Speaker
Description
In this work we present the adaptation of the popular clustering algorithm DBSCAN to reconstruct the primary vertex (PV) at the hardware trigger level in collisions at the High-Luminosity LHC. Nominally, PV reconstruction is performed by a simple histogram-based algorithm. The main challenge in PV reconstruction is that the particle tracks need to be processed in a low-latency environment $\mathcal{O}$(1 μs). To achieve this an accelerated version of the DBSCAN algorithm was developed to run in a Field Programmable Gate Array (FPGA). A CPU-optimized version of DBSCAN was implemented in C++ to serve as a benchmark for comparison.

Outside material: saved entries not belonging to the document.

PR #278, opened 2015-11-22
Perform IP Forwarding tasks earlier in the handshake process.

dualspiral:
In order to be able to use the latest iteration of IP Forwarding for Bungee and Forge clients and thus achieve zero configuration on the Bungee side without breaking backwards compatibility, we need to be able to read the LoginProfile properties much earlier than we do right now, so we can indicate to SpongeForge that the user is a Forge client with zero config.

This does not impact on the existing implementation, it simply moves the checks.

Context for this change: https://github.com/SpigotMC/BungeeCord/pull/1557#issuecomment-158671754
Related SpongeForge PR: https://github.com/SpongePowered/SpongeForge/pull/424

### DIFF
--- a/src/main/java/org/spongepowered/common/mixin/bungee/network/MixinNetHandlerHandshakeTCP.java
+++ b/src/main/java/org/spongepowered/common/mixin/bungee/network/MixinNetHandlerHandshakeTCP.java
@@ -27,6 +27,7 @@ package org.spongepowered.common.mixin.bungee.network;
 import com.google.gson.Gson;
 import com.mojang.authlib.properties.Property;
 import com.mojang.util.UUIDTypeAdapter;
+import net.minecraft.network.EnumConnectionState;
 import net.minecraft.network.NetworkManager;
 import net.minecraft.network.handshake.client.C00Handshake;
 import net.minecraft.network.login.server.S00PacketDisconnect;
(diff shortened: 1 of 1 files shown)


Minecrell:
Could you make sure that this is also working on SpongeVanilla? Are there additional changes necessary there?

dualspiral:
I'll check, but it should just work with no additional changes.

Minecrell:
@dualspiral You'll probably need to add the [BungeeCord mixin config](https://github.com/SpongePowered/SpongeVanilla/blob/master/src/main/java/org/spongepowered/server/launch/VanillaServerTweaker.java#L125-L128) for SpongeCommon first.

dualspiral:
Heh, forgot about that. Will test and PR any changes needed then, you'd need it for the current implementation anyway.

dualspiral:
@Minecrell It works fine with SpongeVanilla once you add the BungeeCord plugin, as you suggested - https://github.com/dualspiral/SpongeVanilla/commit/dae786e5ae58bc79f47aecefc8d7eb8583fa6504 is all it needs to work.

My test plugin to verify this can be found at https://gist.github.com/dualspiral/abc96bd5e06c717e4818, noting that Sponge could get my UUID successfully.

I won't bother making a PR for this into Vanilla as it is a one line change, unless you really want me to!

Minecrell:
@dualspiral Awesome, thanks a lot for testing. No need to make a PR, I'll pull your commit in as soon this is merged.

dualspiral:
@bloodmc This will need merging in order for the PR that was merged in https://github.com/SpongePowered/SpongeForge/pull/424 to be effective (sorry, should have made that clear in the other PR!).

The CPU version of DBSCAN resulted in an average PV reconstruction latency of 93 μs, while the FPGA firmware only had a latency of 0.73 μs resulting in a 127x speedup. The speedup is a result of running all the input tracks in parallel, which ultimately results in high resource consumption, of up to 48.6 % of the available logic. Most of the logic was attributed to the use of sorting networks that allows for the parallel processing of the input tracks. To tune the firmware for a specific latency and resource usage constraints, the firmware has been parametrized by the number of input tracks to consider at a time. The accelerated DBSCAN method yielded a higher PV reconstruction efficiency when compared to the simpler histogram-based method. As clustering applications are prominent in High Energy Physics, we modified the accelerated DBSCAN algorithm for higher-dimensional datasets.
Significance
In general the DBSCAN clustering algorithm is one of the most flexibility and accurate clustering algorithms available. This work demonstrates that DBSCAN can be utilized in a low-latency environment by using FPGA acceleration. The accelerated algorithm was used to reconstruct primary vertices in collisions at the LHC, however it can be generalized to any clustering application.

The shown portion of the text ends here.